In Latin America fragile civilian governments are struggling with the effects of decades of state terror excesses and control their still powerful military/security organizations. And while institutionalised torture and executions are not as widespread it has not ceased. In May 2000, the Committee on Hemispheric Security of the Organization of American States (OAS) reviewed 10 years of anti-subversion cooperation in Latin America. Many of the Latin American states have concluded new intelligence agreements among themselves and with the US aimed at greater cooperation against “terrorism.”

The Conference of American Armies (CAA) still meets regularly (in Argentina in 1995 and Ecuador in 1997). A military conference on intelligence services organized by the Bolivian Army was also held in March 1999 and attended by the USA, Argentina, Brazil, Colombia, Ecuador, Paraguay, Uruguay and Venezuala. These meetings and agreements confirm the continuing role of the Latin American armed forces in social control when faced with serious domestic opposition for social change.

With US agencies unwilling to reject security doctrines that rationalise violations of human rights as a legitimate means to an end and security in the Americas so important to the US, the USA’s public espousal of rights and freedoms does not mean democracy and human rights have priority.

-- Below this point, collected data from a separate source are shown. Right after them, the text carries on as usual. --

PR #515, opened 2024-04-16
feat: partial withdrawal batching

wadealexc:
Mostly uses the design described [here](https://hackmd.io/U36dE9lnQha3tbf7D0GtKw), but have made some tweaks.

Notes:
* Beacon chain timestamps: moving off of Succinct means we actually use timestamps differently, and we need to make sure this doesn't cause any issues.
  * `startCheckpoint` sets a checkpoint timestamp of `block.timestamp` and uses the parent beacon block root for checkpoint proofs. This means the checkpoint timestamp technically corresponds to the slot AFTER the beacon block root.
  * OTOH, Succinct's oracle timestamps use the slot that the beacon block root comes from.


src/contracts/pods/EigenPod.sol
```diff
@@ -14,42 +14,33 @@ import "../libraries/Endian.sol";
...
  * @author Layr Labs, Inc.
  * @notice Terms of Service: https://docs.eigenlayer.xyz/overview/terms-of-service
- * @notice The main functionalities are:
- * - creating new ETH validators with their withdrawal credentials pointed to this contract
- * - proving from beacon chain state roots that withdrawal credentials are pointed to this contract
- * - proving from beacon chain state roots the balances of ETH validators with their withdrawal credentials
- *   pointed to this contract
- * - updating aggregate balances in the EigenPodManager
- * - withdrawing eth when withdrawals are initiated
  * @notice This EigenPod Beacon Proxy implementation adheres to the current Capella consensus specs
```
gpsanant, line 27: deneb lol

src/contracts/pods/EigenPod.sol
```diff
@@ -169,133 +135,144 @@ contract EigenPod is IEigenPod, Initializable, ReentrancyGuardUpgradeable, Eigen
...
-        // Verify passed-in beaconStateRoot against oracle-provided block root:
-        BeaconChainProofs.verifyStateRootAgainstLatestBlockRoot({
-            latestBlockRoot: eigenPodManager.getBlockRootAtTimestamp(oracleTimestamp),
-            beaconStateRoot: stateRootProof.beaconStateRoot,
-            stateRootProof: stateRootProof.proof
+        // Snapshot pod balance at the start of the checkpoint. Once the checkpoint is finalized,
+        // this amount will be added to the total validator balance delta and credited as shares.
+        uint256 podBalanceWei = 
+            address(this).balance
+                - nonBeaconChainETHBalanceWei
```
gpsanant, line 172: should this just be autorestaked?

src/contracts/pods/EigenPod.sol
```diff
@@ -169,133 +135,144 @@ contract EigenPod is IEigenPod, Initializable, ReentrancyGuardUpgradeable, Eigen
...
+     * (see `_updateCheckpoint` for more details)
+     * @dev This method can only be called when there is a currently-active checkpoint.
+     * @param stateRootProof proves a beacon state root against the checkpoint's `beaconBlockRoot`
+     * @dev Note that if the `beaconStateRoot` has already been verified for this checkpoint, it does
+     * not need to be verfied again.
+     * @param proofs Proofs for one or more validator current balances against the checkpoint's `beaconStateRoot`
      */
-    function verifyAndProcessWithdrawals(
-        uint64 oracleTimestamp,
+    function verifyCheckpointProof(
```
gpsanant, line 200: Proofs

src/contracts/pods/EigenPod.sol
wadealexc: `nonBeaconChainETHBalanceWei`? Yeah I'm all for it.

Also worth noting that the pod balance calculated here truncates any wei amount so that it sits in storage as gwei. we should figure out if that's okay or not! (the amount isn't fully lost; you can always top up and prove another checkpoint)

src/contracts/pods/EigenPodStorage.sol
```diff
@@ -0,0 +1,57 @@
...
+    uint256 public nonBeaconChainETHBalanceWei;
+
+    /// @notice This variable tracks the total amount of partial withdrawals claimed via merkle proofs prior to a switch to ZK proofs for claiming partial withdrawals
+    uint64 __deprecated_sumOfPartialWithdrawalsClaimedGwei;
+
+    /// @notice Number of validators with proven withdrawal credentials, who do not have proven full withdrawals
+    uint256 public activeValidatorCount;
+
+    /// @notice The timestamp of the last checkpoint finalized
+    uint64 public lastFinalizedCheckpoint;
```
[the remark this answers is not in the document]
wadealexc: Yeah, good call out... I didn't use this because it's a really long name. Any other suggestions?

src/contracts/pods/EigenPod.sol
```diff
@@ -454,24 +508,25 @@ contract EigenPod is IEigenPod, Initializable, ReentrancyGuardUpgradeable, Eigen
...
         require(
             validatorInfo.status == VALIDATOR_STATUS.INACTIVE,
-            "EigenPod.verifyCorrectWithdrawalCredentials: Validator must be inactive to prove withdrawal credentials"
+            "EigenPod._verifyWithdrawalCredentials: validator must be inactive to prove withdrawal credentials"
         );
 
-        // Ensure the `validatorFields` we're proving have the correct withdrawal credentials
+        // Validator should not already be in the process of exiting
+        require(
+            validatorFields.getExitEpoch() == FAR_FUTURE_EPOCH,
```
gpsanant, line 516: do we need this check?

wadealexc: i had originally included it because `verifyWithdrawalCredentials` was requiring that `beaconTimestamp >= currentCheckpointTimestamp`. For the `==` case, if your validator is already exited, you may end up proving withdrawal credentials but your validator's ETH is already in the pod, meaning you'd be able to double your shares.

I removed the `==` condition though and made it strictly greater than. MAYBE we don't need this check... but IMO it's probably just safer to keep it? If your validator is about to exit, maybe don't verify its WC?

src/contracts/pods/EigenPod.sol
```diff
@@ -454,24 +508,25 @@ contract EigenPod is IEigenPod, Initializable, ReentrancyGuardUpgradeable, Eigen
...
+            "EigenPod._verifyWithdrawalCredentials: validator must not be exiting"
+        );
+
+        // Ensure the validator's withdrawal credentials are pointed at this pod
         require(
             validatorFields.getWithdrawalCredentials() == bytes32(_podWithdrawalCredentials()),
```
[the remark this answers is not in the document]
wadealexc: oh, that's a good idea! yeah, we could do that. will add it to a list of features to discuss in the PR comment above.

src/contracts/pods/EigenPod.sol
wadealexc: [9359ccd](https://github.com/Layr-Labs/eigenlayer-contracts/pull/515/commits/9359ccd9d94b3e93f1ec74c63137326627527c3a)

src/contracts/pods/EigenPod.sol
wadealexc: [9359ccd](https://github.com/Layr-Labs/eigenlayer-contracts/pull/515/commits/9359ccd9d94b3e93f1ec74c63137326627527c3a)

src/contracts/libraries/BeaconChainProofs.sol
```diff
@@ -144,6 +140,37 @@ library BeaconChainProofs {
...
+            Merkle.verifyInclusionSha256({
+                proof: proof.proof,
+                root: beaconStateRoot,
+                leaf: proof.balanceRoot,
+                index: balanceIndex
+            }),
+            "BeaconChainProofs.verifyValidatorBalance: Invalid merkle proof"
+        );
+
+        return getBalanceAtIndex(proof.balanceRoot, validatorIndex);
```
gpsanant, line 171: TODO?

src/contracts/pods/EigenPod.sol
```diff
@@ -485,256 +541,108 @@ contract EigenPod is IEigenPod, Initializable, ReentrancyGuardUpgradeable, Eigen
...
+     * @dev Finish progress on a checkpoint and store it in state.
+     * @dev If the checkpoint has no proofs remaining, it is finalized:
+     * - a share delta is calculated and sent to the `EigenPodManager`
+     * - the checkpointed `podBalance` is added to `withdrawableRestakedExecutionLayerGwei`
+     * - `lastFinalizedCheckpoint` is updated
+     * - `currentCheckpoint` and `currentCheckpointTimestamp` are deleted
+     */
+    function _updateCheckpoint(Checkpoint memory checkpoint) internal {
+        if (checkpoint.proofsRemaining == 0) {
+            int256 totalShareDelta =
```
gpsanant, line 628: this isn't a delta?

gpsanant: in addition, this needs to be a multiple of gwei (required by EPM), which may be invalidated by selfdestruct. we should probably get rid of that requirement

wadealexc: yes it is

wadealexc: https://hackmd.io/U36dE9lnQha3tbf7D0GtKw#What-is-a-Checkpoint

wadealexc: the question of what to do with any < 1 gwei amount left over is a good question though. i'm not 100% sure what to do with it.

src/contracts/pods/EigenPod.sol
wadealexc: Actually I thought of a reason we still need this check -- if these things happen *within the same epoch, in this order*:
1. validator V exits from beacon chain; ETH hits pod
2. pod owner starts checkpoint
3. pod owner verifies V's withdrawal credentials using a timestamp after the checkpoint starts, but still in the same epoch

... then V's effective balance will not reflect the exit and they'll get double counted (ETH in pod counted during checkpoint + effective balance counted in verifyWC).

To prevent this, we require that `verifyWC` both:
* uses a timestamp after the current/last finalized checkpoints
* is not callable if the validator has initiated an exit

src/contracts/libraries/BeaconChainProofs.sol
```diff
@@ -376,11 +265,18 @@ library BeaconChainProofs {
     }
 
     /**
-     * @dev Retrieves a validator's withdrawable epoch
+     * @dev Returns true IFF the validator is marked slashed
+     */
+    function getSlashStatus(bytes32[] memory validatorFields) internal pure returns (bool) {
+        return validatorFields[VALIDATOR_SLASHED_INDEX] != 0;
+    }
```
ChaoticWalrus, line 272: might want to just call this `isValidatorSlashed` or something? this kind of naming makes it even more unambiguous that returning 'true' means the validator is slashed

src/contracts/pods/EigenPod.sol
```diff
@@ -59,43 +55,21 @@ contract EigenPod is IEigenPod, Initializable, ReentrancyGuardUpgradeable, Eigen
...
-
-    /// @notice an indicator of whether or not the podOwner has ever "fully restaked" by successfully calling `verifyCorrectWithdrawalCredentials`.
-    bool public hasRestaked;
-
-    /// @notice This is a mapping of validatorPubkeyHash to timestamp to whether or not they have proven a withdrawal for that timestamp
-    mapping(bytes32 => mapping(uint64 => bool)) public provenWithdrawal;
+    /// @notice If a validator is slashed on the beacon chain and their balance has not been checkpointed
+    /// within `TIME_TILL_STALE_BALANCE` of the current block, they are eligible to be marked "stale"
+    /// via `verifyStaleBalance`.
+    uint256 internal constant TIME_TILL_STALE_BALANCE = 2 weeks;
```
ChaoticWalrus, line 64: so this means people would have 2 weeks to update the balance of a validator that gets slashed on the beacon chain?
we should discuss the right value for this, but am fine leaving that as a detail until later.

src/contracts/pods/EigenPod.sol
```diff
@@ -169,133 +140,114 @@ contract EigenPod is IEigenPod, Initializable, ReentrancyGuardUpgradeable, Eigen
...
-     * @param validatorFields are the fields of the "Validator Container", refer to consensus specs
-     * @dev For more details on the Beacon Chain spec, see: https://github.com/ethereum/consensus-specs/blob/dev/specs/phase0/beacon-chain.md#validator
+     * @dev Create a checkpoint used to prove this pod's active validator set. Checkpoints are completed 
+     * by submitting one checkpoint proof per ACTIVE validator. During the checkpoint process, the total 
+     * change in ACTIVE validator balance is tracked, and any validators with 0 balance are marked `WITHDRAWN`.
+     * @dev Once finalized, the pod owner is awarded shares corresponding to:
+     * - the total change in their ACTIVE validator balances
+     * - any ETH in the pod not already awarded shares.
+     * @dev A checkpoint cannot be created if the pod already has an outstanding checkpoint. If
+     * this is the case, the pod owner MUST complete the existing checkpoint before starting a new one.
```
ChaoticWalrus, line 161: what would be the side effects of allowing cancelling a checkpoint and starting a new one?
is there intermediate storage that would get messed up, or is it more about making sure stale balances can be proved by an external party without the pod owner griefing this external party or something?

src/contracts/pods/EigenPod.sol
```diff
@@ -169,133 +140,114 @@ contract EigenPod is IEigenPod, Initializable, ReentrancyGuardUpgradeable, Eigen
...
-                validatorFieldsProofs[i], // Use validator fields proof because contains the effective balance
-                validatorFields[i]
-            );
-        }
-        eigenPodManager.recordBeaconChainETHBalanceUpdate(podOwner, sharesDeltaGwei * int256(GWEI_TO_WEI));
+    function startCheckpoint()
+        external
+        onlyEigenPodOwner() 
+        onlyWhenNotPaused(PAUSED_START_CHECKPOINT) 
+        afterRestaking(uint64(block.timestamp)) /// TODO - this is the wrong condition
```
ChaoticWalrus, line 167: is this incorrect because of the difference between our existing oracle and the direct usage of EIP-4788 here?

src/contracts/pods/EigenPod.sol
```diff
@@ -169,133 +140,114 @@ contract EigenPod is IEigenPod, Initializable, ReentrancyGuardUpgradeable, Eigen
...
+        // Process each checkpoint proof submitted
+        for (uint256 i = 0; i < proofs.length; i++) {
+
+            // Process a checkpoint proof for a validator. 
+            // - the validator MUST be in the ACTIVE state
+            // - the validator MUST NOT have already been proven for this checkpoint
+            //
+            // If the proof shows the validator has a balance of 0, they are marked `WITHDRAWN`.
+            // The assumption is that if this is the case, any withdrawn ETH was already in
+            // the pod when `startCheckpoint` was originally called.
```
ChaoticWalrus, line 220: is this an OK assumption? seems like the ETH could ultimately be recovered/proven in a subsequent checkpoint?
mostly making sure there is no case where ETH could get stuck.

src/contracts/pods/EigenPodStorage.sol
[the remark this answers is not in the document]
gpsanant: im the world renowned namer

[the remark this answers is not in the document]
wadealexc: ser i asked if you had suggestions not to see your credentials

src/contracts/libraries/BeaconChainProofs.sol
wadealexc: fair, the naming was supposed to be in line with the other validatorFields query methods, but you're right that `isValidatorSlashed` is much clearer. Down to change this.

src/contracts/pods/EigenPod.sol
wadealexc: If their last proof for this validator was 2 weeks ago and the validator gets slashed, they only have 6 hours.

OTOH if they proved the validator like last block and then they got slashed, they have 2 weeks!

src/contracts/pods/EigenPod.sol
```diff
@@ -59,43 +55,21 @@ contract EigenPod is IEigenPod, Initializable, ReentrancyGuardUpgradeable, Eigen
...
+    /// @notice If a validator is slashed on the beacon chain and their balance has not been checkpointed
+    /// within `TIME_TILL_STALE_BALANCE` of the current block, they are eligible to be marked "stale"
+    /// via `verifyStaleBalance`.
+    uint256 internal constant TIME_TILL_STALE_BALANCE = 2 weeks;
 
-    /// @notice This is a mapping that tracks a validator's information by their pubkey hash
-    mapping(bytes32 => ValidatorInfo) internal _validatorPubkeyHashToInfo;
+    /// @notice A `verifyStaleBalance` proof MUST be older than `STALENESS_GRACE_PERIOD`, to give time
+    /// to a pod owner to prove the slashed validator's balance
+    uint256 internal constant STALENESS_GRACE_PERIOD = 6 hours;
```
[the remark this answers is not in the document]
wadealexc: We may not need the grace period though, because the only repercussion is "start a checkpoint". In that case, the `TIME_TILL_STALE_BALANCE` might be sufficient.

After all, in order to do a proof, you'd need to do a checkpoint anyway :D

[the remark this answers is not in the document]
wadealexc: (the repercussion used to be "worse", hence the grace period)

src/contracts/pods/EigenPod.sol
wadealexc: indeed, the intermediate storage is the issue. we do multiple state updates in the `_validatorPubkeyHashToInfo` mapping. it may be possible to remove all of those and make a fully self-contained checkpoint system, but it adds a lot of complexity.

It would not take much for another form of Operation Condor to rise again if the interests of the USA and its allies were challenged.

And so the continental scale covert extermination campaign that was Condor vanished from Latin America leaving an estimated toll of 35,000 people dead (more than 10,000 of them in Argentina) and leaving their grieving families still trying to learn what had happened to their disappeared love ones. And while Condor was proceeding, the rightist military regimes in each of these Latin American countries were carrying out mass murders of citizens that resulted in the deaths and disappearances of an estimated 350,000 people and the imprisonment and torture of hundreds of thousands of others. Millions of people also became exiles and political refugees.

“…our people want Pinochet brought to trial for the crimes he committed against humankind. Crimes that should never be forgotten, because that’s the first step towards forgiveness and oblivion. We do not have the right to forget or forgive; it would be an insult to every raped victim, to every person thrown into rivers or the ocean, it would be an insult to all those who were savagely tortured and then murdered by the military under general Pinochet’s command.”
Tito Tricot  is a Sociologist and Director of Center For Intercultural Studies (ILWEN) in Santiago, Chile.